| Problem description |
Pull every line containing "between" out of the listing below.
─── Supplied data
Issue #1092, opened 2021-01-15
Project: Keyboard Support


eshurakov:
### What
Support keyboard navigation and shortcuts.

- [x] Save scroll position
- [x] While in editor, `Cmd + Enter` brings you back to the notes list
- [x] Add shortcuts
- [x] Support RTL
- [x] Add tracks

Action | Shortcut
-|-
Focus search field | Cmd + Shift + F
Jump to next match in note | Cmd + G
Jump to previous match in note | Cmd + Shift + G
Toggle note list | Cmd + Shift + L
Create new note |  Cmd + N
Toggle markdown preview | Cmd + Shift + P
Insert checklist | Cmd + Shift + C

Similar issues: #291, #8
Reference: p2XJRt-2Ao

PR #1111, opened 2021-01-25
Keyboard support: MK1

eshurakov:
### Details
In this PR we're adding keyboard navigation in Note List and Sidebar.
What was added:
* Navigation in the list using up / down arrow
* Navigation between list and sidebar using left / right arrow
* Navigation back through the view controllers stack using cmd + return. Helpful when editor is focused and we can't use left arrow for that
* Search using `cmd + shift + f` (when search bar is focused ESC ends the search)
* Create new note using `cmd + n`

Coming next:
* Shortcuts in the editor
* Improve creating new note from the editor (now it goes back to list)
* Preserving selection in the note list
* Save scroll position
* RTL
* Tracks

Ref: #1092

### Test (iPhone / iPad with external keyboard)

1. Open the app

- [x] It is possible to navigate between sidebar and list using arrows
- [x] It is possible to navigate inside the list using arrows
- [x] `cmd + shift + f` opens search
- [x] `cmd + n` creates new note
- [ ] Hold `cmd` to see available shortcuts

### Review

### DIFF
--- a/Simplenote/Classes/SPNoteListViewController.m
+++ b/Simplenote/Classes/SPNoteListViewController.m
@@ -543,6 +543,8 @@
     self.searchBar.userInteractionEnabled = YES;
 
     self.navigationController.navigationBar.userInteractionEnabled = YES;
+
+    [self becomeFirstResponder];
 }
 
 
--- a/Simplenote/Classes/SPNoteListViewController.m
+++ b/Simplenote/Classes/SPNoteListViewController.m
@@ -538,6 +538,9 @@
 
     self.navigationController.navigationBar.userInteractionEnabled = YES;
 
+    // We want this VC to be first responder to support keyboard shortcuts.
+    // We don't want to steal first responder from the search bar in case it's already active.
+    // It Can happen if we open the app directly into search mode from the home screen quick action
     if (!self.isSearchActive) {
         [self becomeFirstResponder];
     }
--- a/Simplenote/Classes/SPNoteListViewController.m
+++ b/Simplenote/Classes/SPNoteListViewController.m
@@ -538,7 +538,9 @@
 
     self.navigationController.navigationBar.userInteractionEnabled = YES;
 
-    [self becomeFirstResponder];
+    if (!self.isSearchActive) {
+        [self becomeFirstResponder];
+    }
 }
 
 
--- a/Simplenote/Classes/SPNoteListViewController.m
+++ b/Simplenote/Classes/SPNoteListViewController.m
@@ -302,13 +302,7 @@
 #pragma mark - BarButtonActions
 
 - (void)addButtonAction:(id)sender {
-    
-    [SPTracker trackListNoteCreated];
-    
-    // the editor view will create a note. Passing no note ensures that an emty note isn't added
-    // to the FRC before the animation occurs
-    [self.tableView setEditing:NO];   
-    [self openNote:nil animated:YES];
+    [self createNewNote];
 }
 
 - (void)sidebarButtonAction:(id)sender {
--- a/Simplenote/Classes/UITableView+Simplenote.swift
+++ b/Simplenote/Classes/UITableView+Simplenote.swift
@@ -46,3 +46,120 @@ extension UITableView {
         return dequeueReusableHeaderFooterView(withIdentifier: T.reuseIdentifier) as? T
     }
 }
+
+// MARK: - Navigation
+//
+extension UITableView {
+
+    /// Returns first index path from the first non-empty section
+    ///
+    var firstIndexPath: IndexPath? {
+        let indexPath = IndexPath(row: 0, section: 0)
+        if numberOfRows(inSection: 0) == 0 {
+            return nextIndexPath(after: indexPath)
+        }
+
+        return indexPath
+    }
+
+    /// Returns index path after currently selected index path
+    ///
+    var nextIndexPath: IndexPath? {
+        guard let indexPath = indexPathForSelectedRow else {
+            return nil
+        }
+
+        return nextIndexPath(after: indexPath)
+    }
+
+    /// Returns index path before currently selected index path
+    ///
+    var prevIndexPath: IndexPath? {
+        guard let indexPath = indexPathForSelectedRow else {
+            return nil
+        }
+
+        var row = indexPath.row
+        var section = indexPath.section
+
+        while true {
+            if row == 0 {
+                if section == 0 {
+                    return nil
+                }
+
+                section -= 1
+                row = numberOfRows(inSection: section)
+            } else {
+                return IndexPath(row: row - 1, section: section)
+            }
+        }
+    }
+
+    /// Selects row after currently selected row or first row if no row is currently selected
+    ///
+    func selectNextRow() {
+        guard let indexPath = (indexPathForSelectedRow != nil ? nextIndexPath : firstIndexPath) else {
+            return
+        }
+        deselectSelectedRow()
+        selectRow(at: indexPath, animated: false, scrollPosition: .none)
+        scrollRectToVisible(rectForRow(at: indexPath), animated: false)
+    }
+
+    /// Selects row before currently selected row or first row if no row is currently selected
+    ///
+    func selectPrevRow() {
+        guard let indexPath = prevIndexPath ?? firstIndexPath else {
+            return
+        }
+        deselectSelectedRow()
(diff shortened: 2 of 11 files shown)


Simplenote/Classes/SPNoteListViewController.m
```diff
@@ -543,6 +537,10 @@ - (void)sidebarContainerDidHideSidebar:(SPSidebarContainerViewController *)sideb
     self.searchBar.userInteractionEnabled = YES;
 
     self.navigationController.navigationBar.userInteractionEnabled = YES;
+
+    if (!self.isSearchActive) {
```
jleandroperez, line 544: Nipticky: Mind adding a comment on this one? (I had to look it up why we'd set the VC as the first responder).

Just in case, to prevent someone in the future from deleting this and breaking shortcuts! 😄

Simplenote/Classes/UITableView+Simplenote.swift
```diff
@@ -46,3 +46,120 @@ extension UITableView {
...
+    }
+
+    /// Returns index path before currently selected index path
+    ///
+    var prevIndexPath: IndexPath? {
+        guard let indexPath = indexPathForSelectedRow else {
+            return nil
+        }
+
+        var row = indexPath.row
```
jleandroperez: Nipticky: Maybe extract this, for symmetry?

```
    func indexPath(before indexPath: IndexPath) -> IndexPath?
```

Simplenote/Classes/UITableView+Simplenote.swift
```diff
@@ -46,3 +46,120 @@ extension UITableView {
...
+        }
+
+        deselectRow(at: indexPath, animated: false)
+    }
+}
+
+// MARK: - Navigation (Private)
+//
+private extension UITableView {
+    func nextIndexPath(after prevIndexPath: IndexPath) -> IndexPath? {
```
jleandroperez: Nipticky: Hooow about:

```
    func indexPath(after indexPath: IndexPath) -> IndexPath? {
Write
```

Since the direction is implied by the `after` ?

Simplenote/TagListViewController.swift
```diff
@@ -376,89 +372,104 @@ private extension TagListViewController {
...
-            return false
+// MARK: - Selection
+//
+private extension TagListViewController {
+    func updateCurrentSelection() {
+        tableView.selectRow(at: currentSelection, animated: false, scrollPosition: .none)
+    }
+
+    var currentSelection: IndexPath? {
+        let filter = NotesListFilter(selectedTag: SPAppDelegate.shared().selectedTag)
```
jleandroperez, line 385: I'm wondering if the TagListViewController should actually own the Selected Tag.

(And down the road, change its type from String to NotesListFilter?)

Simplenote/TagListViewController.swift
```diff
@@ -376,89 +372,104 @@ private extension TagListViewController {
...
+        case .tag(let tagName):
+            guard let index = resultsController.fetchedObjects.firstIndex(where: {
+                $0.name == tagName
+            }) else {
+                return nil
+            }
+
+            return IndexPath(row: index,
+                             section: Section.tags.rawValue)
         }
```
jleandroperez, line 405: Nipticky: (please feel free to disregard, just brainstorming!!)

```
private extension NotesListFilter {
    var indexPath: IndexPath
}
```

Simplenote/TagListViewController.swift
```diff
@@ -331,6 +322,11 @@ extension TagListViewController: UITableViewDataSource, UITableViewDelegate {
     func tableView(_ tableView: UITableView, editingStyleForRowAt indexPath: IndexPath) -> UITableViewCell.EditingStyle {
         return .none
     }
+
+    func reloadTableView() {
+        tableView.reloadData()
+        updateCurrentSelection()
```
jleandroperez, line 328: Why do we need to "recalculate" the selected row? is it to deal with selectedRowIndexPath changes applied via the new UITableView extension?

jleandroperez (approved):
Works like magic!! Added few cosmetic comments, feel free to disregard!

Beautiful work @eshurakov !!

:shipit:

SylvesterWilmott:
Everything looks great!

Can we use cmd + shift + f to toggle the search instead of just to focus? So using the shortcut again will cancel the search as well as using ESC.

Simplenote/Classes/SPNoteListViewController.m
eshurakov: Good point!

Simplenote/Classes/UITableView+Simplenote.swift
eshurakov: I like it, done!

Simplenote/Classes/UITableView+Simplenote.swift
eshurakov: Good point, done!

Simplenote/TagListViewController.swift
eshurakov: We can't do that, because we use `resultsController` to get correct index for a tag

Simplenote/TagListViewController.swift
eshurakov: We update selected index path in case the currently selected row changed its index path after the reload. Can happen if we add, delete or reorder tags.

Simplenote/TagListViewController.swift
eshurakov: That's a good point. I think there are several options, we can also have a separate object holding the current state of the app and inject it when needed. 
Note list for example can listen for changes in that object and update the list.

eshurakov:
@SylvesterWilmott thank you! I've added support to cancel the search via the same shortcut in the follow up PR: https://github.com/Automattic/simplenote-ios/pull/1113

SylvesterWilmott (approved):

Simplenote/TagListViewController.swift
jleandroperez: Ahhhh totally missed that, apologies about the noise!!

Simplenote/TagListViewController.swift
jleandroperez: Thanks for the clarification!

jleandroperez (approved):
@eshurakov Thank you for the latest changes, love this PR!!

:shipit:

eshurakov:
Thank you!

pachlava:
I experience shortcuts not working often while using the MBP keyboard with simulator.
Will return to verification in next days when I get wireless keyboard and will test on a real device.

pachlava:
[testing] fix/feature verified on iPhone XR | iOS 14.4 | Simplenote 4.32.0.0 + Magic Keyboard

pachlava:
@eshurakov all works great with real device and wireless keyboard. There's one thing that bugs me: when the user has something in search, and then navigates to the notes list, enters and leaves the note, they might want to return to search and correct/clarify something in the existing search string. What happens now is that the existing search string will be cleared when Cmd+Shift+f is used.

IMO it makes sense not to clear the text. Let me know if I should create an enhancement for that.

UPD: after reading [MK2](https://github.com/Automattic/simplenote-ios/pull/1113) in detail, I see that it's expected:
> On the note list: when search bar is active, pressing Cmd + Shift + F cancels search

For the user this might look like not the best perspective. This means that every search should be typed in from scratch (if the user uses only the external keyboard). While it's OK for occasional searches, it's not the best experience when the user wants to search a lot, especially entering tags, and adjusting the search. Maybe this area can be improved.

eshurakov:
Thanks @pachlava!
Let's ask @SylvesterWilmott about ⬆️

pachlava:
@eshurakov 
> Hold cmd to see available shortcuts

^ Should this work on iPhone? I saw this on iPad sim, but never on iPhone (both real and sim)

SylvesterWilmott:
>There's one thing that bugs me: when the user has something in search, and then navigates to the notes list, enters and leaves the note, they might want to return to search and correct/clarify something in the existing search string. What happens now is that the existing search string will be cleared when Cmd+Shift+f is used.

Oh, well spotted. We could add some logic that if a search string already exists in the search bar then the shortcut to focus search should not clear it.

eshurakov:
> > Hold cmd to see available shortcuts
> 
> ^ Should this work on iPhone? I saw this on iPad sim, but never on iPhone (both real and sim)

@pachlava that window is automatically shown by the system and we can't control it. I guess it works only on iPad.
──────
| Result of the task |
* Navigation between list and sidebar using left / right arrow
- [x] It is possible to navigate between sidebar and list using arrows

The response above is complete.